The additional cost of levobupivacaine used in this study currently ranges from 33 to 66 Turkish lira. This does not bring a huge cost in countries with strong social security institutions such as Turkey. A South Korean study for ureteral stenting similarly reported that sedation with propofol brings about a tolerable cost. However, almost twice the cost stands out as the difference in detailed local and sedation applications.16 The cost of performing rigid cystoscopy is lower in Turkey than the use of flexible cystoscopes.
Many methods have been tried to reduce pain in cystoscopy procedures. Müntener et al. compared the transrectal periprostatic lidocaine blockade with the standard approach but found no significant difference in VAS and concluded that periprostatic blockade for transurethral procedures was ineffective.17 Al-Hunayan et al. investigated the effect of transperineal urethrosphincteric lidocaine blockade and found that the discomfort/pain rates of the study group were significantly lower than the other control groups. In addition, no significant side-effects were reported.10 However, in this study, infiltration from the perineum to the prostate apex requires experience and does not seem practical for the patient and the healthcare team. Thus, the practice of the current study is significantly more practical and easier to apply.

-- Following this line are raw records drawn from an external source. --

PR #306, opened 2021-03-19
Use original hit indices in mkFit hits and tracks.

osschar:
Mapping of seed hits and re-mapping of result tracks is not needed.

Note, mapping/remapping functions are still in the code (for standalone and cmssw). The calls to these functions have been commented out with // ZOIX prefix. I could in principle remove those functions and calls as I don't think we will be going back to copying of hits into internal vectors.

Results are identical on a limited comparison with quality validation.

If somebody whose access to phi3 has been re-established could run the validation it would be appreciated.

### DIFF
--- a/mkFit/HitStructures.cc
+++ b/mkFit/HitStructures.cc
@@ -276,7 +276,8 @@ void LayerOfHits::EndRegistrationOfHits(bool build_original_to_internal_map)
 
     m_phi_bin_infos[q_bin][phi_bin].second++;
 
-    // m_hit_ranks[i] will never be used again ... use it to point to external index.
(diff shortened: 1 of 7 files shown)


mmasciov:
I have run the standard benchmarks:
- before: http://uaf-1.t2.ucsd.edu/~mmasciov/MkFitBenchmarks/beforePR306/
- after: http://uaf-1.t2.ucsd.edu/~mmasciov/MkFitBenchmarks/afterPR306/
I didn't spot any (significant) difference myself.

osschar:
If somebody has a preference for keeping the mapping/remapping code in let me know by tomorrow morning Pacific ... otherwise I'll remove this dead code and merge the PR.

In another study, as a different approach, oral zaltoprofen administered with intraurethral lidocaine before cystoscopy was reported to decrease pain compared with only intraurethral lidocaine.18Karthikeyan et al. compared 75 mg diclofenac sodium administered orally and intraurethral lidocaine 1 h before cystoscopic ureter stent extraction with only placebo and intraurethral lidocaine.19 Consequently, the diclofenac group reported significantly less pain levels. In both studies, effective oral nonsteroidal anti-inflammatory drugs were similarly used. During the SARS-CoV-19 pandemic, drugs such as diclofenac were reported to increase renal involvement in patients infected with SARS-CoV-19, increasing the TMPRSS2 gene expression.20 The use of such drugs should be avoided as much as possible due to their potential nephrotoxicity, especially with the SARS-CoV-19 pandemic.
Several pieces of the literature have reported that local anesthesia is used especially in the treatment of bladder tumor laser ablation, fulguration, and diathermy in the level that the patients can tolerate.21-25 However, these studies are case series and have not yet become the standard approach. In addition, Stravodimos et al. have published that local levobupivacaine intravesical infiltration in resection of superficial bladder tumors is an appropriate method for pain control and can be an alternative to general anesthesia.26 This was a pilot study reporting that levobupivacaine was first administered as intraurethral infiltration. It is one of the most reliable local anesthetics in terms of side-effects because levobupivacaine passes into the systemic circulation on a limited amount.3 No drug-related side-effects were observed in this study. Therefore, it is suggested that intraurethral instillation of levobupivacaine can be used for local anesthesia for outpatient cystoscopy procedures in light of the results of this study.
This study has some limitations. First, this is a randomized, prospective, but not a double-blinded study. Second, the study involved a relatively small number of patients. In addition, pain levels were measured during and after 30 min, but the cystoscopy stages were not separately considered. Evaluating the individual cystoscopy stages could create inconsistency in the patient group of this study.